__Task prompt__: Once the line containing "I realize my" is found, copy that line and all remaining lines of the records exactly, including the last one, and add nothing.

☆ ☆ ☆

PR #154, opened 2023-10-17
Ec2: Network ACL CR should support deletion when subnet association is present

nnbu:
Issue #, if available:

Description of changes:
Currently, when network acl cr has subnet association configured, we can not delete the cr. subnet association needs to be removed first and then cr can be deleted. This PR addresses this issue. When network acl CR is being deleted, the new change deletes subnet association from aws first and then deletes network acl from aws. This allows CR deletion to happen without any problem.


nnbu:
@a-hilaly Please review when you get a chance

pkg/resource/network_acl/hooks.go
```diff
@@ -194,6 +194,9 @@ func (rm *resourceManager) syncAssociation(
 	exit := rlog.Trace("rm.syncAssociation")
 	defer exit(err)
 
+	if desired == nil && latest == nil {
+		return nil
+	}
```
a-hilaly, line 199: Correct me if i'm wrong, but i don't think this is needed (or at least need some subset of it). If we reach `createAssociation` it means that we've reached `sdkCreate`, which means 100% that desired is not nil, or `sdkUpdate` which means that both of desired and latest are not nil.

pkg/resource/network_acl/hooks.go
```diff
@@ -245,6 +248,16 @@ func (rm *resourceManager) deleteOldAssociations(
...
+	var vpcID *string
+	var aclID *string
+	if desired != nil {
+		vpcID = desired.ko.Spec.VPCID
+		aclID = desired.ko.Status.ID
+	} else {
+		vpcID = latest.ko.Spec.VPCID
+		aclID = latest.ko.Status.ID
+
+	}
```
a-hilaly, line 260: Same philosophy comes back here, if we're reaching this level, it means that the resource exists, meaning that desired != nil and latest != nil

nnbu: `deleteOldAssociations` is called from `syncAssociation`, which in turn is called from either of `sdkCreate`, `sdkUpdate` or `sdkDelete`.

In case of `sdkDelete`, `desired` will be nil. 
In case of `sdkCreate`, `latest` will be nil.

pkg/resource/network_acl/hooks.go
nnbu: `syncAssociation` is called in 3 cases. `sdkCreate`, `sdkUpdate` and `sdkDelete`. I initially thought this would be needed for `sdkDelete` case. But you are right. This is not needed and I will remove this block.

nnbu:
I have addressed the comments. Please review when you get a chance. @a-hilaly

a-hilaly (approved):
Thank you @nnbu !
/lgtm

PR #156, opened 2023-10-26
Fix critical error in flowlogs pkg

mattzech:
Issue #, if available: [1931](https://github.com/aws-controllers-k8s/community/issues/1931)

Description of changes:
https://pkg.go.dev/github.com/aws/aws-sdk-go-v2/service/ec2#DescribeFlowLogsOutput

FlowLogID is not a field defined in DescribeFlowlogsOutput. Need to go inside the resp.FlowLog[] to get the FlowLogID. This is causing a crash any time FlowLog resource is created because it is always going to return index out of bounds.

### DIFF
--- a/pkg/resource/flow_log/sdk.go
+++ b/pkg/resource/flow_log/sdk.go
@@ -248,8 +248,8 @@ func (rm *resourceManager) sdkCreate(
 	}
 
 	rm.setStatusDefaults(ko)
-	if resp.FlowLogIds[0] != nil {
-		ko.Status.FlowLogID = resp.FlowLogIds[0]
+	if resp.FlowLogs[0] != nil {
+		ko.Status.FlowLogID = resp.FlowLogs[0].FlowLogID
 	}
 	return &resource{ko}, nil
 }


mattzech:
I realize my code may not be exactly right, I am just basing this off my knowledge of the sdk.

a-hilaly (commented):
Hi @mattzech - thanks for the PR! I just checked [`CreateFlowLogsOutput`](https://docs.aws.amazon.com/sdk-for-go/api/service/ec2/#CreateFlowLogsOutput) struct - and it looks like it doesn't have a `FlowLogs` field.

a-hilaly:
@mattzech I just realized that you are pointing to an sdk v2 link, while in ACK we are using the v1

mattzech:
@a-hilaly Ah, that would make sense as to why I did not see it. Thank you for the response. Did you get a chance to look at the issue I referenced? Any basic FlowLogs resource creation panics and points to this line in the code

a-hilaly:
Taking a look now!

a-hilaly:
Hi @mattzech - sorry for the delays. the since the sdk files are generated we  needed a hook to be used here. It happened that @nnbu just fixed that in #157  - so we can close this one. 

Thank you both!!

☆ ☆ ☆

__Output of the exercise__:
I realize my code may not be exactly right, I am just basing this off my knowledge of the sdk.

a-hilaly (commented):
Hi @mattzech - thanks for the PR! I just checked [`CreateFlowLogsOutput`](https://docs.aws.amazon.com/sdk-for-go/api/service/ec2/#CreateFlowLogsOutput) struct - and it looks like it doesn't have a `FlowLogs` field.

a-hilaly:
@mattzech I just realized that you are pointing to an sdk v2 link, while in ACK we are using the v1

mattzech:
@a-hilaly Ah, that would make sense as to why I did not see it. Thank you for the response. Did you get a chance to look at the issue I referenced? Any basic FlowLogs resource creation panics and points to this line in the code

a-hilaly:
Taking a look now!

a-hilaly:
Hi @mattzech - sorry for the delays. the since the sdk files are generated we  needed a hook to be used here. It happened that @nnbu just fixed that in #157  - so we can close this one. 

Thank you both!!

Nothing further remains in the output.